BOAL Os Crespos e Zumbi de Augusto Boal chegam aos palcos de SP no Dia da Consciência Negra

Zumbi: nova montagem do texto de Boal tem entrada gratuita na Caixa Cultural - Foto: Divulgação

Zumbi de volta

Este 20 de Novembro também marca a volta aos palcos paulistanos do espetáculo Zumbi, escrito por Augusto Boal, com entrada gratuita na Caixa Cultural, no centro paulistano.

A montagem é um dos clássicos do teatro nacional. É uma versão contemporânea para Arena Conta Zumbi, de Boal e Gianfrancesco Guarnieri, com música de Edu Lobo, marco dos anos 1960. Desta vez, João das Neves assume a direção; e a cantora Titane faz a direção musical.

Dez atores negros representam todos os personagens no sistema Curinga, criado por Boal: Alysson Salvador, Benjamin Abras, Evandro Nunes, Júlia Dias, Júnia Bertolino, Kátia Aracelle, Nath Rodrigues, Ricardo Campos, Rodrigo Almeida e Rodrigo Jerônimo.

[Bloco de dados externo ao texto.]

PR #5985, opened 2025-08-04
feat: Deep clone: Add confirmation modal [INTEG-3005]

joaquincasal:
## Purpose

The deep clone app can potentially create a lot of new entries, we want users to be aware of that before starting the process.

## Approach

Add a confirmation modal displaying the amount of new entries that will be created.

## Testing steps

Attempt to clone an entry and you should see a confirmation modal that can be canceled or confirmed

https://github.com/user-attachments/assets/900e8d64-f52e-4afc-895f-5f2a91bc7f9f


apps/deep-clone/src/locations/Sidebar.tsx
```diff
@@ -35,28 +37,44 @@ function Sidebar() {
...
-    setFinished(false);
+  const resetState = () => {
+    setIsConfirming(false);
+    setIsCloning(false);
+    setIsFinished(false);
+    setIsRedirecting(false);
     setReferencesCount(0);
     setClonesCount(0);
     setUpdatesCount(0);
+  };
```
FBanfi, line 48: 💭 Perhaps we could extract the state behavior on a `CloneState` class 🤔. And change the state of that class when needed, or reseting the state in a simpler way. 
Another option could be to have a Enum or constant with all the states (storing the current in the useState), and then different methods in the component to decide if we need to render some things or not.
This could give us the possibility to reduce the amount of useStates that we have in the component and the `||` that we are using to check the conditional rendering.

ryunsong-contentful (approved):

PR #6167, opened 2025-08-14
fix: vwo fix getting app action [INTEG-3018]

sam-is-content:
use getManyForEnvs for app calls instead of getMany


primeinteger (approved):
👀 👍

PR #6232, opened 2025-08-20
chore: add imagekit app configuration and release settings

mgoudy91:


primeinteger (approved):
Looks good to me. I double-checked the deploy script has the correct app definition id for the Imagekit app in the Prod space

Viúva de Augusto Boal, Cecilia Boal, que cuida do instituto dedicado ao mestre das artes cênicas, afirma ao R7 que a peça é atemporal. "O assunto não se esgotou. O Brasil ainda carrega a herança da escravidão. A intenção do Instituto Augusto Boal não foi fazer uma montagem arqueológica, mas mostrar um tema ainda atual. O racismo ainda continua e precisa ser combatido", afirma.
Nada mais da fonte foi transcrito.